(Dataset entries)
Issue #1751, opened 2017-08-01
Bulk loading fails with QFCounttable


standage:
I'm getting the following error message on Mac OS X.

```
>>> import khmer
>>> ct = khmer.QFCounttable(31, 2**16)
>>> ct.consume_seqfile('kevlar/notebook/human-sim-pico/father-reads-dump.fq.gz')
Assertion failed: (start_index <= empty_index && empty_index < qf->xnslots), function shift_remainders, file gqf.c, line 463.
Abort trap: 6
```

betatim:
I think this is the "QF is too full to continue" error message. We discussed this in https://github.com/dib-lab/khmer/pull/1675#issuecomment-310657888 and follow ups. You can keep filling a BF beyond reasonable limits and it won't ever crash. The QF data structure thinks that you should stop. The recommended course of action is to grow the QF, which is reasonable unless you are already using all the RAM you can.

Mostly a question of "better error message needed" and a good idea what to tell the user to do beyond "we are full, buy more RAM"

betatim:
I think this is the relevant comment https://github.com/splatlab/cqf/issues/4#issuecomment-310457762 for figuring out whether or not the QF is about to be full.

standage:
The thing is, the error message happens immediately, I might even guess on the first attempt to insert. I'll be honest and say I don't even know how big the table I've requested is (hence #1748).

standage:
Ok, the example above handles a Fastq file with 5 reads just fine. It still fails on a 13 Mb gzipped Fastq file, which is much bigger but of course orders of magnitude smaller than real Fastq files out in the wild.

I can increase the starting memory for a while, until I run into this error message.

```
>>> ct = khmer.QFCounttable(31, 2**32)
Traceback (most recent call last):
  File "<stdin>", line 1, in <module>
  File "khmer/_oxli/graphs.pyx", line 255, in khmer._oxli.graphs.QFCounttable.__cinit__ (khmer/_oxli/graphs.cpp:5067)
    def __cinit__(self, int k, int starting_size):
OverflowError: value too large to convert to int
```

We probably want to define this as an `unsigned long int`.

standage:
I modified the `.pyx` file and changed `int starting_size` to `unsigned long int starting_size`. This allows me to request larger starting sizes. But when I run the code above with starting size of `2**6` the process consumes > 10Gb of memory (paging to the SSD on my laptop) and then *still* fails with the Assertion error.

ctb:
[...]

PR #1789, opened 2017-09-17
[MRG] Switch QFCounttable to murmurhash

betatim:
Switch QFCounttable to use murmur hash. This makes it somewhat more predictable when the QF will be "full", see https://github.com/dib-lab/khmer/issues/1751#issuecomment-329535858

Should we modify the CQF code to raise an exception instead of using an assert or is there a way to "catch" an assert? This way we can print a better message for the user when we do exhaust the available slots. An alternative would be to check every time we insert a kmer if all slots are used :-/

- [x] Is it mergeable?
  `scripts/` is it tested?
  formatted?
  changes were made?

### DIFF
--- a/include/oxli/hashtable.hh
+++ b/include/oxli/hashtable.hh
@@ -556,11 +556,11 @@ public:
 };
 
 // Hashtable-derived class with QFStorage.
-class QFCounttable : public oxli::Hashtable
+class QFCounttable : public oxli::MurmurHashtable
 {
 public:
     explicit QFCounttable(WordLength ksize, int size)
-        : Hashtable(ksize, new QFStorage(size)) { } ;
+        : MurmurHashtable(ksize, new QFStorage(size)) { } ;
 };
 
 // Hashtable-derived class with BitStorage.


src/oxli/kmer_hash.cc
```diff
@@ -146,29 +151,16 @@ std::string _revhash(HashIntoType hash, WordLength k)
...
+
+    auto from = out.begin();
+    auto to = out.end();
+
+    size_t len = to - from;
+    char c;
+    for (to--; from <= to; from++, to--) {
+        c = tbl[(int)*from];
+        *from = tbl[(int)*to];
+        *to = c;
```
betatim: @luizirber this comes from https://benchmarksgame.alioth.debian.org/u64q/program.php?test=revcomp&lang=gcc&id=2 and speeds things up a lot for me!

src/oxli/kmer_hash.cc
```diff
@@ -49,6 +49,11 @@ Contact: khmer-project@idyll.org
 
 using namespace std;
 
+#define tbl \
+  "                                                                "\
+  /*ABCDEFGHIJKLMNOPQRSTUVWXYZ      abcdefghijklmnopqrstuvwxyz    */\
+  " TVGH  CD  M KN   YSAABW R       TVGH  CD  M KN   YSAABW R"
```
standage: Is the leading whitespace intentional?

betatim: yes, you want to 'pad' the 'array' so that `tbl[ord("A")]` gives you the translation

betatim:

betatim:
I think this will fix #1751

betatim:
Woah! We might approach this being useful ;)

PR #1795, opened 2017-10-06
[MRG] add a test to make sure that LinearAssembler.assemble takes hashes

### LINKED ISSUE #1765: Should `LinearAssembler::assemble` be able to take a hash value?
I just debugged an issue where the behavior of `LinearAssembler.assemble()` changed -- I had previously been using hash values to seed assemblies of linear paths, but in recent versions of khmer master, `LinearAssembler` has changed to want either `Kmer` or DNA strings - and `assemble` now fails silently/returns nothing if it's not a Kmer and cannot be converted into a meaningful DNA string (e.g. `str(hash)` fails).

I don't think failing silently is a great idea :), but I'm also wondering if there's a good reason to require either `Kmer` or DNA strings here. Hash values are usable in many other functions on graphs and get automatically converted.

If we decide to allow hash values we should make sure to add that into the tests, too.

cc @camillescott

ctb:
I was unable to find a test that checked to make sure that `LinearAssembler.assemble(...)` can take a hash (see #1765) so I wrote one.

Fixes #1765 (or at least makes sure it stays fixed :).

- [x] Is it mergeable?
  `scripts/` is it tested?
  formatted?
  for more details.
  changes were made?
  tested for streaming IO?)

### DIFF
--- a/tests/test_assembly.py
+++ b/tests/test_assembly.py
@@ -123,6 +123,15 @@ class TestLinearAssembler_RightBranching:
         assert len(path) == HDN.pos + K
         assert utils._equals_rc(path, contig[:len(path)])
 
+    def test_assemble_takes_hash(self, right_tip_structure):
+        # assemble from beginning of contig, up until branch point
+        graph, contig, L, HDN, R, tip = right_tip_structure
+        asm = khmer.LinearAssembler(graph)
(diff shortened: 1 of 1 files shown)


ctb:
Ready for review & merge!

betatim:
Beyonce strategy: if you liked it you should have put a test on it ;)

What you have to do =>
Could you retype all of the entries exactly, leaving none out?

Answer to the problem =>
Issue #1751, opened 2017-08-01
Bulk loading fails with QFCounttable


standage:
I'm getting the following error message on Mac OS X.

```
>>> import khmer
>>> ct = khmer.QFCounttable(31, 2**16)
>>> ct.consume_seqfile('kevlar/notebook/human-sim-pico/father-reads-dump.fq.gz')
Assertion failed: (start_index <= empty_index && empty_index < qf->xnslots), function shift_remainders, file gqf.c, line 463.
Abort trap: 6
```

betatim:
I think this is the "QF is too full to continue" error message. We discussed this in https://github.com/dib-lab/khmer/pull/1675#issuecomment-310657888 and follow ups. You can keep filling a BF beyond reasonable limits and it won't ever crash. The QF data structure thinks that you should stop. The recommended course of action is to grow the QF, which is reasonable unless you are already using all the RAM you can.

Mostly a question of "better error message needed" and a good idea what to tell the user to do beyond "we are full, buy more RAM"

betatim:
I think this is the relevant comment https://github.com/splatlab/cqf/issues/4#issuecomment-310457762 for figuring out whether or not the QF is about to be full.

standage:
The thing is, the error message happens immediately, I might even guess on the first attempt to insert. I'll be honest and say I don't even know how big the table I've requested is (hence #1748).

standage:
Ok, the example above handles a Fastq file with 5 reads just fine. It still fails on a 13 Mb gzipped Fastq file, which is much bigger but of course orders of magnitude smaller than real Fastq files out in the wild.

I can increase the starting memory for a while, until I run into this error message.

```
>>> ct = khmer.QFCounttable(31, 2**32)
Traceback (most recent call last):
  File "<stdin>", line 1, in <module>
  File "khmer/_oxli/graphs.pyx", line 255, in khmer._oxli.graphs.QFCounttable.__cinit__ (khmer/_oxli/graphs.cpp:5067)
    def __cinit__(self, int k, int starting_size):
OverflowError: value too large to convert to int
```

We probably want to define this as an `unsigned long int`.

standage:
I modified the `.pyx` file and changed `int starting_size` to `unsigned long int starting_size`. This allows me to request larger starting sizes. But when I run the code above with starting size of `2**6` the process consumes > 10Gb of memory (paging to the SSD on my laptop) and then *still* fails with the Assertion error.

ctb:
[...]

PR #1789, opened 2017-09-17
[MRG] Switch QFCounttable to murmurhash

betatim:
Switch QFCounttable to use murmur hash. This makes it somewhat more predictable when the QF will be "full", see https://github.com/dib-lab/khmer/issues/1751#issuecomment-329535858

Should we modify the CQF code to raise an exception instead of using an assert or is there a way to "catch" an assert? This way we can print a better message for the user when we do exhaust the available slots. An alternative would be to check every time we insert a kmer if all slots are used :-/

- [x] Is it mergeable?
  `scripts/` is it tested?
  formatted?
  changes were made?

### DIFF
--- a/include/oxli/hashtable.hh
+++ b/include/oxli/hashtable.hh
@@ -556,11 +556,11 @@ public:
 };
 
 // Hashtable-derived class with QFStorage.
-class QFCounttable : public oxli::Hashtable
+class QFCounttable : public oxli::MurmurHashtable
 {
 public:
     explicit QFCounttable(WordLength ksize, int size)
-        : Hashtable(ksize, new QFStorage(size)) { } ;
+        : MurmurHashtable(ksize, new QFStorage(size)) { } ;
 };
 
 // Hashtable-derived class with BitStorage.


src/oxli/kmer_hash.cc
```diff
@@ -146,29 +151,16 @@ std::string _revhash(HashIntoType hash, WordLength k)
...
+
+    auto from = out.begin();
+    auto to = out.end();
+
+    size_t len = to - from;
+    char c;
+    for (to--; from <= to; from++, to--) {
+        c = tbl[(int)*from];
+        *from = tbl[(int)*to];
+        *to = c;
```
betatim: @luizirber this comes from https://benchmarksgame.alioth.debian.org/u64q/program.php?test=revcomp&lang=gcc&id=2 and speeds things up a lot for me!

src/oxli/kmer_hash.cc
```diff
@@ -49,6 +49,11 @@ Contact: khmer-project@idyll.org
 
 using namespace std;
 
+#define tbl \
+  "                                                                "\
+  /*ABCDEFGHIJKLMNOPQRSTUVWXYZ      abcdefghijklmnopqrstuvwxyz    */\
+  " TVGH  CD  M KN   YSAABW R       TVGH  CD  M KN   YSAABW R"
```
standage: Is the leading whitespace intentional?

betatim: yes, you want to 'pad' the 'array' so that `tbl[ord("A")]` gives you the translation

betatim:

betatim:
I think this will fix #1751

betatim:
Woah! We might approach this being useful ;)

PR #1795, opened 2017-10-06
[MRG] add a test to make sure that LinearAssembler.assemble takes hashes

### LINKED ISSUE #1765: Should `LinearAssembler::assemble` be able to take a hash value?
I just debugged an issue where the behavior of `LinearAssembler.assemble()` changed -- I had previously been using hash values to seed assemblies of linear paths, but in recent versions of khmer master, `LinearAssembler` has changed to want either `Kmer` or DNA strings - and `assemble` now fails silently/returns nothing if it's not a Kmer and cannot be converted into a meaningful DNA string (e.g. `str(hash)` fails).

I don't think failing silently is a great idea :), but I'm also wondering if there's a good reason to require either `Kmer` or DNA strings here. Hash values are usable in many other functions on graphs and get automatically converted.

If we decide to allow hash values we should make sure to add that into the tests, too.

cc @camillescott

ctb:
I was unable to find a test that checked to make sure that `LinearAssembler.assemble(...)` can take a hash (see #1765) so I wrote one.

Fixes #1765 (or at least makes sure it stays fixed :).

- [x] Is it mergeable?
  `scripts/` is it tested?
  formatted?
  for more details.
  changes were made?
  tested for streaming IO?)

### DIFF
--- a/tests/test_assembly.py
+++ b/tests/test_assembly.py
@@ -123,6 +123,15 @@ class TestLinearAssembler_RightBranching:
         assert len(path) == HDN.pos + K
         assert utils._equals_rc(path, contig[:len(path)])
 
+    def test_assemble_takes_hash(self, right_tip_structure):
+        # assemble from beginning of contig, up until branch point
+        graph, contig, L, HDN, R, tip = right_tip_structure
+        asm = khmer.LinearAssembler(graph)
(diff shortened: 1 of 1 files shown)


ctb:
Ready for review & merge!

betatim:
Beyonce strategy: if you liked it you should have put a test on it ;)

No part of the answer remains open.